Detect when a package's behavior drastically changes

This is more of a thought I entertained a few days ago than a formal proposal. Some supply-chain attacks had a common pattern - a package started uploading data all of a sudden. I think that if we could track that a package that didn’t make network calls started doing them in a new release, we could use this information for security purposes.

While I don’t think that there’s a foolproof way to statically detect network/HTTP calls, I think that such metric would be useful to “flag” a package for further inspection. The problem is that HTTP calls come in all shapes and sizes. From raw OS calls all the way up to using a high level library like requests.

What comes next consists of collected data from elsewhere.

PR #9384, opened 2018-05-31
Update to RTM release of .NET Core 2.1 runtime (and ASP.NET)

dsplaisted:


peterhuene:
Shouldn't this be coming with a merge up from 2.1.3xx?

dsplaisted:
> Shouldn't this be coming with a merge up from 2.1.3xx?

@peterhuene Good point, perhaps we just need to merge #9350

PR #20, opened 2013-01-16
Fix for corrupted targets when using placeables

oschwald:
Without this, editing a target in an XLIFF with placeholders will result in repeated text that is not fixable within Pootle.


unho:
Closing this since the codebase greatly changed and more work is required.

PR #23, opened 2013-02-18
Sync terminology store when creating or updating

rojkov:
This way translators get a chance to edit terminology offline.
Also syncing is required for updating terminology translations against
templates.

This patch depends on the pull request #22. So probably you can't merge it before the release of 2.5.0. But it means that the terminology feature doesn't really work in the pre-release. Especially the part "It is also possible to add extra entries".

### DIFF
--- a/pootle/apps/pootle_terminology/views.py
+++ b/pootle/apps/pootle_terminology/views.py
@@ -18,6 +18,8 @@
 # You should have received a copy of the GNU General Public License
 # along with this program; if not, see <http://www.gnu.org/licenses/>.
 
+import os
+
 from django.conf import settings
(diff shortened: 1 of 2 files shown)


pootle/apps/pootle_terminology/views.py
```diff
@@ -18,6 +18,8 @@
 # You should have received a copy of the GNU General Public License
 # along with this program; if not, see <http://www.gnu.org/licenses/>.
 
+import os
```
unho: This is not necessary.

julen:
Terminology extraction was removed from Pootle, so no point in keeping this around.

PR #248, opened 2014-04-21
Split extension from database file format

diorcety:
This depends on https://github.com/translate/translate/pull/3270

Currently Pootle uses the file extension in order to identify which format use.
- The issue is that an extension(.properties) can be used by multiple format (Java properties / Java UTF-8 properties / GWT properties)
- We need to set the source and the target language of the store before handling it. Indeed it can be useful for the converter to know for which target language the call is made.
  For example, in order to export a .properties file from Pootle we need to know which language to use in order to know which form is each elements of the multistring provided for the translation

(Need proper testing, i only made it works in my env)

### DIFF
--- a/pootle/apps/pootle_store/models.py
+++ b/pootle/apps/pootle_store/models.py
@@ -184,7 +184,7 @@ def fix_monolingual(oldunit, newunit, monolingual=None):
     if monolingual is None:
         monolingual = is_monolingual(type(newunit._store))
 
-    if monolingual and newunit.source != oldunit.source:
+    if monolingual and newunit.source != oldunit.source and not newunit.target:
         newunit.target = newunit.source
         newunit.source = oldunit.source
 


diorcety:
Hi,
Any news of that PR?
Regards,

unho:
@diorcety Since last review we merged back the Evernote fork with our work, which will be released as 2.7.0. Since the new version is based on Evernote codebase this PR might not apply cleanly, so you might need to review it.

However I am not sure if it is possible to reapply this PR since the new codebase removed the support for monolingual formats. But please review the PR status yourself and check the new codebase. Contact us here on in the IRC channel if you need any help.

pootle/apps/pootle_store/fields.py
```diff
@@ -187,6 +187,7 @@ def _update_store_cache(self):
                 from pootle_store.filetypes import factory_classes
 
                 store_obj = factory.getobject(self.path,
+                                              localfiletype=self.instance.translation_project.project.localfiletype,
```
unho: `factory.getobject` doesn't have a `localfiletype` argument (see https://github.com/translate/translate/blob/master/translate/storage/factory.py#L165 ) so this commit doesn't apply. What do you tried to achieve here?

diorcety: Hi,
Please see https://github.com/translate/translate/pull/3270
The issue is that the filetype is resolved from the extension. The issue is that some filetype, for example gwt properties files (java properties files + plurals handling) use the same extension that java properties files. So pootle use the wrong format

unho: Thanks. This was really helpful. Next time please warn about dependencies in the PR. I just added this one myself.

unho:
Hi again.

We cherry-picked **"localfiletype in the model is not anymore the file extension but..."** commit, but as it turned out (see https://github.com/translate/pootle/pull/248/files#r47065913 ) picking it depends on another PR to be merged into TTK and then a new TTK release to be made. So unfortunately this won't make to next Pootle release.

The other four commits can't be picked in the current `master` as they rely on monolingual format support which is currently dropped (yet marked to be recovered) and other massive code changes on Pootle codebase. So those will be picked once monolingual support is brought back to Pootle.

diorcety:
Okay, no problem

unho:
This also seems to depend on https://github.com/translate/translate/pull/126 and https://github.com/translate/translate/pull/3269

PR #298, opened 2014-07-07
RFC: Cleanup: Drop @ajax_required decorator

jleclanche:
Reasoning: All it does is check the method is ajax (through's django's `is_ajax()` method, which checks the `HTTP_X_REQUESTED_WITH` header) and error out if it's not (and we're not in DEBUG mode)

We don't *actually* need that. All of these bits are used as internal apis but requesting them normally should not be an issue (makes it harder to debug, or simply use curl).


unho:
@jleclanche Not sure if this is still applicable.

jleclanche:
The PR isn't but I still want to remove @ajax_required.

unho:
@jleclanche Closing this PR as it doesn't cleanly applies anymore. It would be easier to just start from scratch and file a new PR.

PR #3338, opened 2014-11-07
Templates: implemented generic about page

jleclanche:
Brings back stock Pootle content.

Fixes evernote/pootle#262.


jleclanche:
obsolete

Making an efficient heuristic for this may be challenging.

This behavioral analysis may be expanded beyond network.

If anyone has any thoughts about that, I’d be glad to discuss the matter further. I think that this project is of utmost importance to our community and I am looking forward to contributing to it

2 Likes

This is one of the intended use cases for audit hooks, so with 3.8 you could easily collect an activity profile and compare it over time.

3 Likes

Very interesting! I hadn’t heard of the audit events feature before.

It does seem like they’d be used for dynamic analysis though, right? I agree with @fbidu’s point that trying to detect some of this behavior statically would be challenging.

When it comes to dynamic analysis, would there be benefits to using audit hooks vs just using something like strace to capture all syscalls that occur when, say, a given package is installed?

In that context, probably not. Audit hooks are mostly just easier to configure and work cross-platform, unlike strace. They might be more efficient, depending on how the hook is implemented, as they aren’t going to be triggered as often as all syscalls. Apart from the cross-platformness, that doesn’t really matter for testing an install script.

I was thinking this sort of approach could be extended beyond the installer by incentivizing test coverage, possibly by ranking similar projects by coverage in the search results.